_Problem requirements_
Copy exactly the lines from the start of the data below through the one that carries "andrej, line 35: I", and only those.

[Stored data]
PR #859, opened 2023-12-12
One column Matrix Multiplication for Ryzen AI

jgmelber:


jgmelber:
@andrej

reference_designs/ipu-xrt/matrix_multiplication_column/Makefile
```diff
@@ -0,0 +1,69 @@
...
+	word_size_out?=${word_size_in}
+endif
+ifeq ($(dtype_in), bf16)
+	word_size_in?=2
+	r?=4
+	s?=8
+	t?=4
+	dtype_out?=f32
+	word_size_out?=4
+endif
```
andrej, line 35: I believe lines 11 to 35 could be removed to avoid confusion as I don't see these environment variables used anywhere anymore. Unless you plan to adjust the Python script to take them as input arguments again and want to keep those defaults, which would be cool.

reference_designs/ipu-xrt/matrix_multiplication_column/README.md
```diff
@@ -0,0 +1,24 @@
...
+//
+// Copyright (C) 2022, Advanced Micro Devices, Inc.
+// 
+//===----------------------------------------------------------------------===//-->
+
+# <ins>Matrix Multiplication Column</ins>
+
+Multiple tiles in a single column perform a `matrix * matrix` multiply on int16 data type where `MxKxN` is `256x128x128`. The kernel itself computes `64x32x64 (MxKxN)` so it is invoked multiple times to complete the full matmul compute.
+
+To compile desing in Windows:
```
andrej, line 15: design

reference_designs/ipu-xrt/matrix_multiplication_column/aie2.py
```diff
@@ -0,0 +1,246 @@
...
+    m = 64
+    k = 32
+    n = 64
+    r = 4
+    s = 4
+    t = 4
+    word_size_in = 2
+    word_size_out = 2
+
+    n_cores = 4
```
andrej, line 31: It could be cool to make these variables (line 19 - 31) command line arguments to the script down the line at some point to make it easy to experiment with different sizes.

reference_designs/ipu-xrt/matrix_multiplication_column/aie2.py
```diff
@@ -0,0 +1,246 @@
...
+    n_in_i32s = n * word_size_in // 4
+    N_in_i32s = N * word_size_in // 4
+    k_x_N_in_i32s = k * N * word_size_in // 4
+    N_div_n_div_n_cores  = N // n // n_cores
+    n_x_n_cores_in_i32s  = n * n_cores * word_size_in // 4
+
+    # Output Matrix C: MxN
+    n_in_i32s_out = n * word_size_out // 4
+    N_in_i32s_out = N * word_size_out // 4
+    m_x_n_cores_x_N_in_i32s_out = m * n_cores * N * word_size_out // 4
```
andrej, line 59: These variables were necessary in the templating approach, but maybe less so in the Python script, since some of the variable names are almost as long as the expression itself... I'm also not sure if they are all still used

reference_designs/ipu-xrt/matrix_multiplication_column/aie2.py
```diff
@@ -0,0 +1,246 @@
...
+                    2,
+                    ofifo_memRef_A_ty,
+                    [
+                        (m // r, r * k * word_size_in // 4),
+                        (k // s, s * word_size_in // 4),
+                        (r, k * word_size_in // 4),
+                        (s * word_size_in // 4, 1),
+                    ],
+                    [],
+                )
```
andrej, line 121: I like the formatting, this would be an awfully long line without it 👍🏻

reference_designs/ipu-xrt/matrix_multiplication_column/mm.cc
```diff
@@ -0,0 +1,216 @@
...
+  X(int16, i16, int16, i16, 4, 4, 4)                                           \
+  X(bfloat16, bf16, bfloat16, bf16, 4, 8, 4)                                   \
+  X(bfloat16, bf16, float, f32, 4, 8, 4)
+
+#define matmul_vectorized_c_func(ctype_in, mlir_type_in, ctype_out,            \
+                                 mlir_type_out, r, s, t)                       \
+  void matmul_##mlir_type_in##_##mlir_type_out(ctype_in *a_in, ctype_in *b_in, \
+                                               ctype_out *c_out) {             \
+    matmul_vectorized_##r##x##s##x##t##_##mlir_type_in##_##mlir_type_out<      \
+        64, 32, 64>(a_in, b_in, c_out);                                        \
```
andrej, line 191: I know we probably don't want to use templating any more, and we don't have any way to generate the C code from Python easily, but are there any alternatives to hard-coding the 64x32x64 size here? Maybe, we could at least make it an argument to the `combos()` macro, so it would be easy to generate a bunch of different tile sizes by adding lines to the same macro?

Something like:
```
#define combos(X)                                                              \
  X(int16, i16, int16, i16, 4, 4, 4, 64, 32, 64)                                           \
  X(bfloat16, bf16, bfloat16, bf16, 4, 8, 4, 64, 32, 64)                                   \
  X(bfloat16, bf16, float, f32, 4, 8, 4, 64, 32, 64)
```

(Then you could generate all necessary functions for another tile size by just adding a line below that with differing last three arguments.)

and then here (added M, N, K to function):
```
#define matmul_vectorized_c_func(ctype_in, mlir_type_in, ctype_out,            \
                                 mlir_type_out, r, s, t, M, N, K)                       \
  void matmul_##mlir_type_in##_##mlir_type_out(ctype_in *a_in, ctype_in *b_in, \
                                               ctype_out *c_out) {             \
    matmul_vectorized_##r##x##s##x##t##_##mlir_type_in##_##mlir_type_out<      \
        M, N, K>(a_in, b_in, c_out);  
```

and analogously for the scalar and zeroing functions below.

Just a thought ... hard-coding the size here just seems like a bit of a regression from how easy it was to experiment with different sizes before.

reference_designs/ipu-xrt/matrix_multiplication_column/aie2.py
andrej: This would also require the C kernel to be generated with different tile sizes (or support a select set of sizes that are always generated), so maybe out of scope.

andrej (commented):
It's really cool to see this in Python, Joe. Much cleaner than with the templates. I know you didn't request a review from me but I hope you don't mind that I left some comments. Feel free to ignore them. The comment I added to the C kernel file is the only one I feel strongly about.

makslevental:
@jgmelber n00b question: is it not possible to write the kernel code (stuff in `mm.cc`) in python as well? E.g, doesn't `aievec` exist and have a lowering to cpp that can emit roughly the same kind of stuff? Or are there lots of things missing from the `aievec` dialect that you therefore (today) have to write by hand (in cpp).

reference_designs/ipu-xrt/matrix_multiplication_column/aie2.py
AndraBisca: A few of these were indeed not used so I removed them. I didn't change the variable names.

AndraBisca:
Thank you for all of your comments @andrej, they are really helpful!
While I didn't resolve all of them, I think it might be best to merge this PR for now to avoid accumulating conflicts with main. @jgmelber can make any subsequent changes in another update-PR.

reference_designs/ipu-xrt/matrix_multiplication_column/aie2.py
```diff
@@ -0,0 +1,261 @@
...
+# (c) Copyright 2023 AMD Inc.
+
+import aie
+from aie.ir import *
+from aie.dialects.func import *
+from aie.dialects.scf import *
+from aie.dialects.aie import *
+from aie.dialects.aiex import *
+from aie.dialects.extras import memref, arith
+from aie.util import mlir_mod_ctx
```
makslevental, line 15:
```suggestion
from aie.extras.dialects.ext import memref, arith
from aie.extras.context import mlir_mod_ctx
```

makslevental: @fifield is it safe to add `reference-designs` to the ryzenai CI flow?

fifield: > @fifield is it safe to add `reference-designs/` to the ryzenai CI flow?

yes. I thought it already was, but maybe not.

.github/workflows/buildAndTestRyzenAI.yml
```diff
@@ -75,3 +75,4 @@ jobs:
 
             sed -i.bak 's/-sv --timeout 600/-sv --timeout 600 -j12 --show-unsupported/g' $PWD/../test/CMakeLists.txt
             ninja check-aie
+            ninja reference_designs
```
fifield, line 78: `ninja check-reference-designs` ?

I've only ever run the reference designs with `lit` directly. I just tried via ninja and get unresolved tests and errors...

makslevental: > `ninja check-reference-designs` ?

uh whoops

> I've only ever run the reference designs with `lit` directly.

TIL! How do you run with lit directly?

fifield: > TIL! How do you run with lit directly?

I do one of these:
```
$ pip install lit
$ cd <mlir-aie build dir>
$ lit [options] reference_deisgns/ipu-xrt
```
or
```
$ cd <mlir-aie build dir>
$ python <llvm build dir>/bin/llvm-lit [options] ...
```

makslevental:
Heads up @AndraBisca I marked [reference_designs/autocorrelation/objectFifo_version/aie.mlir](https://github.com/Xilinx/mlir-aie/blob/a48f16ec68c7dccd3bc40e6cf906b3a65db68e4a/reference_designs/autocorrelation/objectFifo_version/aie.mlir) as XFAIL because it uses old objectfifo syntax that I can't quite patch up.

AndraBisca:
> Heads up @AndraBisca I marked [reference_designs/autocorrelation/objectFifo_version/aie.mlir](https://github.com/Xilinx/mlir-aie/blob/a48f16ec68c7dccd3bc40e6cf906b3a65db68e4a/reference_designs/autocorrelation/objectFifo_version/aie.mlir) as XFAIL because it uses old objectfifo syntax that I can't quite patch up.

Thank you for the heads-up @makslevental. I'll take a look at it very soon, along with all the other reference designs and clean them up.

_Answer for the task_
PR #859, opened 2023-12-12
One column Matrix Multiplication for Ryzen AI

jgmelber:


jgmelber:
@andrej

reference_designs/ipu-xrt/matrix_multiplication_column/Makefile
```diff
@@ -0,0 +1,69 @@
...
+	word_size_out?=${word_size_in}
+endif
+ifeq ($(dtype_in), bf16)
+	word_size_in?=2
+	r?=4
+	s?=8
+	t?=4
+	dtype_out?=f32
+	word_size_out?=4
+endif
```
andrej, line 35: I believe lines 11 to 35 could be removed to avoid confusion as I don't see these environment variables used anywhere anymore. Unless you plan to adjust the Python script to take them as input arguments again and want to keep those defaults, which would be cool.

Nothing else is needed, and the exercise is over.